Top of DATA SUPPLIED
PR #866, opened 2025-09-08
fix a bug in grid-savepoint reading during driver initialization

OngChia:
Fix bug in the input arguments of `IconSerialDataProvider.from_grid_savepoint` in `initialization_utils.py` of the driver package after this PR https://github.com/C2SM/icon4py/pull/829 is merged.


model/driver/src/icon4py/model/driver/initialization_utils.py
```diff
@@ -60,36 +66,30 @@ class ExperimentType(str, enum.Enum):
 def read_icon_grid(
     path: pathlib.Path,
     backend: gtx_backend.Backend,
-    rank=0,
+    grid_shape: icon_grid.GridShape,
+    grid_uuid: uuid.UUID = GLOBAL_GRID_ID,
```
halungge, line 70: This should not have a default, as you read the grid file below there is no need for it.

model/driver/src/icon4py/model/driver/initialization_utils.py
```diff
@@ -559,3 +570,33 @@ def configure_logging(
...
+        grid_file: path of the grid file
+
+    Returns:
+        grid_shape: grid shape containing the root, level, and geometry type
+        grid_uuid: id (uuid) of the horizontal grid
+    """
+    grid = nc4.Dataset(grid_file, "r", format="NETCDF4")
+    grid_root = grid.getncattr("grid_root")
+    grid_level = grid.getncattr("grid_level")
+    grid_uuid = uuid.UUID(grid.getncattr("uuidOfHGrid"))
```
halungge, line 591: We changed the type of the id to `str` recently.
```suggestion
    grid_uuid = grid.getncattr("uuidOfHGrid")
```

model/driver/src/icon4py/model/driver/initialization_utils.py
```diff
@@ -559,3 +570,33 @@ def configure_logging(
     console_handler.setFormatter(formatter)
     console_handler.setLevel(logging_level)
     logging.getLogger("").addHandler(console_handler)
+
+
+def create_grid_info(
+    grid_file: str,
+) -> tuple[icon_grid.GridShape, uuid.UUID]:
```
halungge, line 577:
```suggestion
) -> tuple[icon_grid.GridShape, str]:
```

model/driver/src/icon4py/model/driver/initialization_utils.py
```diff
@@ -428,6 +437,8 @@ def read_static_fields(
      Args:
         grid: IconGrid
```
halungge, line 438: If you have the `grid` here already as an argument isnt the GridShape and the uuid available from it in the IconGrid.global_properties`?

model/driver/src/icon4py/model/driver/initialization_utils.py
```diff
@@ -559,3 +570,33 @@ def configure_logging(
     console_handler.setFormatter(formatter)
     console_handler.setLevel(logging_level)
     logging.getLogger("").addHandler(console_handler)
+
+
+def create_grid_info(
```
halungge, line 575: I think it s easiest to read this off the gridfile directly here. Keeping in mind that we really need to rework this driver. All grid file handling should eventually be done in the GridManager, but as we still use the serialized data here, we should keep constructing the grid from it as in some places ordering of local dimension is not identical.

halungge, line 575: maybe call it `create_grid_global_params` and return those directly ?

model/driver/src/icon4py/model/driver/initialization_utils.py
OngChia: I decided to passed in `grid_file` instead of these grid global params and id because they are only used internally by `from_savepoint_grid` in `initialization_utils.py` to generate `IconGrid`, `EdgeParams`, `CellParams`, and other static fields. So, I do not need to pass around these grid global params and id inside  `initialize` function in `icon4py_driver.py`

model/driver/src/icon4py/model/driver/initialization_utils.py
OngChia: Done.

model/driver/src/icon4py/model/driver/initialization_utils.py
OngChia: Okay. I return this global_grid_params and uuid from this function.

OngChia:
cscs-ci run default

PR #868, opened 2025-09-09
Fix exception handling in py2f wrapper

edopao:
Errors in  program build were not visible in the blue-line log because of this error:
```
Exception ignored from cffi callback <function diffusion_init_wrapper at 0x14f1960b2290>:
Traceback (most recent call last):
  File "<init code for 'icon4py_bindings'>", line 569, in diffusion_init_wrapper
NameError: name 'logger' is not defined
```


havogt (approved):
lgtm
Bottom of DATA SUPPLIED
**WHAT YOU SHOULD DO**: Total the lines in the records above that contain the string "GridShape". Write only that total.

**RESULT FOR THIS TASK**: 4